そこで役立つものが、特定の分野で使用される単語や用語をまとめた「用語集」です。

翻訳用の用語集には、業界用語、専門用語、略語などの特殊な用語、決まった表記にしたい用語を記載します。

「用語集」があれば、複数人で翻訳作業を行う場合でも、訳文に統一感が生まれて読みやすくなるでしょう。

文書の信頼性向上
「用語集」は固有名詞を統一することで、アクシデントを未然に防ぐ役割があります。
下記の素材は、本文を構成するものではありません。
PR #479, opened 2023-07-05
Force no oechem

richardjgowers:


richardjgowers:
@IAlibay this is a pain to test inside the protocol but I've got some eg5 edges working with oechem present with this patch.

IAlibay:
I mean this is fine, but I don't understand why we needed to vendor this?

openfe/protocols/openmm_rfe/equil_rfe_methods.py
```diff
@@ -679,7 +680,9 @@ def run(self, *, dry=False, verbose=True,
     def _execute(
         self, ctx: gufe.Context, **kwargs,
     ) -> dict[str, Any]:
-        outputs = self.run(scratch_basepath=ctx.scratch, shared_basepath=ctx.shared)
+        with without_oechem_backend():
```
IAlibay, line 683: Actually we might need to review this, I suspect we'll run into trouble when we start offering folks the ability to choose what charge derivation method they can have (for example if they want elf charges)

IAlibay (approved):
Let's go with this for now, but we'll need to make it optional eventually (probably when it's fixed in openmmforcefields) - that way folks can choose different flavours of charge eventually.

PR #482, opened 2023-07-06
Network planner functions from indices/names

richardjgowers:


richardjgowers:
@IAlibay is this what you had in mind for convenience functions?

Then at what point are these classmethods not functions?

IAlibay:
Yeah that's pretty much what I'm thinking. It's silly small but it prevents us having to tell folks to write their own every time.

openfe/setup/ligand_network_planning.py
```diff
@@ -210,3 +211,95 @@ def generate_minimal_spanning_network(
...
+        raise ValueError(f"Duplicate names: {dupe_names}")
+
+    try:
+        ids = [(nm2idx[nm1], nm2idx[nm2]) for nm1, nm2 in names]
+    except KeyError:
+        badnames = [nm for nm in itertools.chain.from_iterable(names)
+                    if nm not in nm2idx]
+        available = [ligand.name for ligand in ligands]
+        raise KeyError(f"Invalid name(s) requested {badnames}.  "
+                       f"Available: {available}")
```
dwhswenson, line 260: Not sure whether the long list of available names may swamp the short list of bad ones in practice. However, this might be a good place for fuzzy string matching, if we ever want to add that for usability help: "Unknown ligand 'benzalderp'. Did you mean 'benzaldehyde'?"

Not a blocker, but might be a useful todo to note in code.

dwhswenson (approved):
Looks fine to me. Only real question is whether we want to encourage index-based usage -- I think name-based is likely to be useful, but index-based sounds like an easy place to make mistakes.

Doesn't mean it shouldn't be an option, but maybe we don't advertise it heavily....

IAlibay (approved):
lgtm

PR #5591, opened 2025-01-23
fix: add Origin header in the proxy so to bypass django CSRF protections

r00ta:
## Done

Fix the e2e tests that are failing due to the new CSRF protections introduced in Django 4.x. We simply add in the proxy the fake Origin header. 

## QA steps

- deploy MAAS on an LXD container
- run the UI with `yarn start` on the host and point to the LXD container for the MAAS_URL
- try to reproduce the bug


ndv99 (approved):
LGTM, you're a legend for fixing this :heart:

PR #5600, opened 2025-02-03
fix: coverage on schedule should analyze main branch

tmerten:
Branch name needs to be explicit as TiCS defaults to `master` and we run on `main`.

## QA steps

Hard to do. Push this to `ci-tics-main` to test if pushing to a `ref` still works as expected. Otherwise need to merge and wait for the next scheduled run on Saturday.

## Fixes

- TiCS analyze step on scheduled runs
- Should also still work running on push to a branch (can be tested by pushing this commit to `ci-tics-main`)


tmerten:
fyi, variables are described here: https://docs.github.com/en/actions/writing-workflows/choosing-what-your-workflow-does/accessing-contextual-information-about-workflow-runs#github-context

abuyukyi101198 (approved):

PR #5623, opened 2025-02-26
chore(deps): Update MAAS UI Redux ecosystem MAASENG-4482

abuyukyi101198:
## Done

- Upgraded the packages as outlined in https://github.com/canonical/maas-ui/pull/5610
- Fixed the `getDefaultMiddleware` deprecation error by updating the `redux-store` middleware definition
- Added type casts for common reducers
- Removed generics affecting Redux' type inference
- Removed deprecated `ParametricSelector` and `OutputParametricSelector`

## Fixes

Resolves: 

[MAASENG-4482](https://warthogs.atlassian.net/browse/MAASENG-4482)

[MAASENG-4482]: https://warthogs.atlassian.net/browse/MAASENG-4482?atlOrigin=eyJpIjoiNWRkNTljNzYxNjVmNDY3MDlhMDU5Y2ZhYzA5YTRkZjUiLCJwIjoiZ2l0aHViLWNvbS1KU1cifQ


src/app/machines/components/MachineForms/MachineActionFormWrapper/MachineActionFormWrapper.tsx
```diff
@@ -43,7 +43,7 @@ type ContainerProps = Omit<MachineActionFormProps, "processingCount"> & {
 
 type Props = ContainerProps & {
   clearSelectedMachines: () => void;
-  dispatch: Dispatch<AnyAction>;
+  dispatch: Dispatch<Action>;
```
ndv99, line 46: Ideally we should use `UnkownAction` here instead of `Action`
https://redux-toolkit.js.org/usage/migrating-rtk-2#anyaction-deprecated-in-favour-of-unknownaction

ndv99 (changes requested):
One comment inline, but my biggest concern is the type casting to `CaseReducer` - casting types for edge cases is fine IMO, but this is some pretty core stuff. I would first see if we can get around this by updating the return/parameter types of `generateStatusHandlers`, since all of the affected handlers seem to be status handlers. 

If this isn't possible, I'm okay to leave it as-is and merge, but heavy type-casting like this really makes me nervous :sweat_smile:

src/app/machines/components/MachineForms/MachineActionFormWrapper/MachineActionFormWrapper.tsx
abuyukyi101198: `UnknownAction` is not assignable to the type of `MachineActionForm` `dispatch` prop, even if you update the `Props` `dispatch` to accept `Dispatch<UnknownAction>`. So I have to keep it as `Action`.

abuyukyi101198:
> One comment inline, but my biggest concern is the type casting to `CaseReducer` - casting types for edge cases is fine IMO, but this is some pretty core stuff. I would first see if we can get around this by updating the return/parameter types of `generateStatusHandlers`, since all of the affected handlers seem to be status handlers.
> 
> If this isn't possible, I'm okay to leave it as-is and merge, but heavy type-casting like this really makes me nervous 😅

I definitely tried setting the return type of the `generateStatusHandlers` to provide those `CaseReducer`s, instead of adding casts by hand, but that change of types seems unreconcilable with the current return type `{ [x: string]: SliceCaseReducers<S> }`. There is `CaseReducers` (plural) type that could have done the job, but it is deprecated.

ndv99:
> > One comment inline, but my biggest concern is the type casting to `CaseReducer` - casting types for edge cases is fine IMO, but this is some pretty core stuff. I would first see if we can get around this by updating the return/parameter types of `generateStatusHandlers`, since all of the affected handlers seem to be status handlers.
> > If this isn't possible, I'm okay to leave it as-is and merge, but heavy type-casting like this really makes me nervous 😅
> 
> I definitely tried setting the return type of the `generateStatusHandlers` to provide those `CaseReducer`s, instead of adding casts by hand, but that change of types seems unreconcilable with the current return type `{ [x: string]: SliceCaseReducers<S> }`. There is `CaseReducers` (plural) type that could have done the job, but it is deprecated.

That's understandable, thanks for the explanation. In that case, I think this is probably good to merge, especially given that we're aiming to remove the store in the future :+1:

PR #5626, opened 2025-02-27
feat(preferences): Migrate SSH key deletion to API v3 MAASENG-4449

ndv99:
## Done
- Migrated SSH key delete form to API v3
- Added missing tests for ssh key query hooks
- Delete form now fetches IDs from side panel context instead of URL parameters
- Created mock resolver for SSH key deletion
- Added generic type props to ModelActionForm to support v3 API errors

## QA steps

- [x] Go to /account/prefs/ssh-keys
- [x] If you don't have any keys, upload/import some
- [x] Delete a single SSH key 
- [x] Ensure the request succeeds and the list is updated
- [ ] Delete a group of SSH keys
- [ ] Ensure the request succeeds and the list is updated

## Fixes

Resolves [MAASENG-4449](https://warthogs.atlassian.net/browse/MAASENG-4449)

[MAASENG-4449]: https://warthogs.atlassian.net/browse/MAASENG-4449?atlOrigin=eyJpIjoiNWRkNTljNzYxNjVmNDY3MDlhMDU5Y2ZhYzA5YTRkZjUiLCJwIjoiZ2l0aHViLWNvbS1KU1cifQ

### DIFF
--- a/src/app/preferences/views/SSHKeys/DeleteSSHKey/DeleteSSHKey.tsx
+++ b/src/app/preferences/views/SSHKeys/DeleteSSHKey/DeleteSSHKey.tsx
@@ -1,48 +1,41 @@
-import { useState } from "react";
-
 import { useOnEscapePressed } from "@canonical/react-components";
-import { useDispatch, useSelector } from "react-redux";
-import { useNavigate, useSearchParams } from "react-router-dom";
+import { useNavigate } from "react-router-dom";
 
+import { useDeleteSshKey } from "@/app/api/query/sshKeys";
+import type { DeleteUserSshkeyError } from "@/app/apiclient";
 import ModelActionForm from "@/app/base/components/ModelActionForm";
-import { useAddMessage } from "@/app/base/hooks";
+import { useSidePanel } from "@/app/base/side-panel-context";
+import type { EmptyObject } from "@/app/base/types";
 import urls from "@/app/preferences/urls";
-import { sshkeyActions } from "@/app/store/sshkey";
-import sshkeySelectors from "@/app/store/sshkey/selectors";
-import type { SSHKey, SSHKeyMeta } from "@/app/store/sshkey/types";
 
 const DeleteSSHKey = () => {
-  const [deleting, setDeleting] = useState<SSHKey[SSHKeyMeta.PK][]>([]);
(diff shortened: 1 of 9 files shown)


src/app/preferences/views/SSHKeys/DeleteSSHKey/DeleteSSHKey.tsx
```diff
@@ -1,48 +1,41 @@
...
+  const { sidePanelContent } = useSidePanel();
+
+  const getIds = () => {
+    const extras = sidePanelContent?.extras;
+    if (extras && "group" in extras && extras.group) {
+      return extras.group.keys.map((key) => key.id);
+    } else {
+      return [];
+    }
+  };
```
abuyukyi101198, line 27: This function seems to expect the ids to arrive in the sidePanel context, however, the list item delete button does not use that for ids

abuyukyi101198: Here is what the onDelete does in SSHKeyList:
```ts
onClick={() =>
                navigate({
                  pathname: urls.sshKeys.delete,
                  search: `?ids=${ids.join()}`,
                })
              }
```

That's a weird way of triggering the form, and I guess it should change.

abuyukyi101198 (commented):
I ran into an issue with the delete form rendering, here is what it looks like:
Screenshot 2025-02-27 at 14 11 31

src/app/preferences/views/SSHKeys/DeleteSSHKey/DeleteSSHKey.tsx
ndv99: Thanks for raising this - I agree, it's definitely weird. Every other side panel that I know of in the UI is triggered by setting `sidePanelContent` in context - see `src/app/subnets/views/FormActions/FormActions.tsx` and `src/app/subnets/views/SubnetsList/SubnetsList.tsx` for a good example of this.

IMO we should refactor the whole `preferences` route at some point to behave like this. For now, I'm reverting this form to pull this information from the URL again, and using `renderWithBrowserRouter` to test it for now.

abuyukyi101198 (approved):
LGTM!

例えば、誤った名称を使ってしまうと、ユーザーエクスペリエンス、企業への信頼度、セキュリティなどの低下に繋がるリスクがあります。

最近は、グーグル翻訳をはじめとするAI翻訳が増えてきましたが、製品名など固有名詞の翻訳に弱点を持っています。

「用語集」を備えておけば、AI翻訳を活用しても自動翻訳の精度を高めることができるでしょう。

用語集作成のメリット
用語集を作成するメリットは、前述した翻訳物の質の向上や用語の統一の他に、翻訳にかかる時間と費用の削減につながる、という点が挙げられます。

用語集が存在しない場合、確認作業、検証作業、修正作業などのコストがかかってしまいます。しかし、用語集があれば企業の内だけで使用されている特定の用語も翻訳者が対応しやすくなり、翻訳の効率化が実現できます。

用語集作成のポイント

用語集作成する際は、まずは用語集に記載する用語選びから始めましょう。

文書の使用目的や分野によっても表記は変わりますので、分野を指定することが重要で、原則として用語集にある言葉は、その通りに翻訳することがルールです。

1つの事柄に対して1つの訳語にすることで、用語表記を統一することが可能になります。同一の内容の訳語が重複しないように、Excelを使って確認できるようにしておきましょう。

標準表記の規則を決定する
分野と目的が決定したら、用語の標準表記をどんどんと登録していきます。

分野によっては業界団体の対訳集が販売されていることもありますので、参考にすると良いでしょう。すでに翻訳済みのファイルから重要な用語をピックアップする方法もあります。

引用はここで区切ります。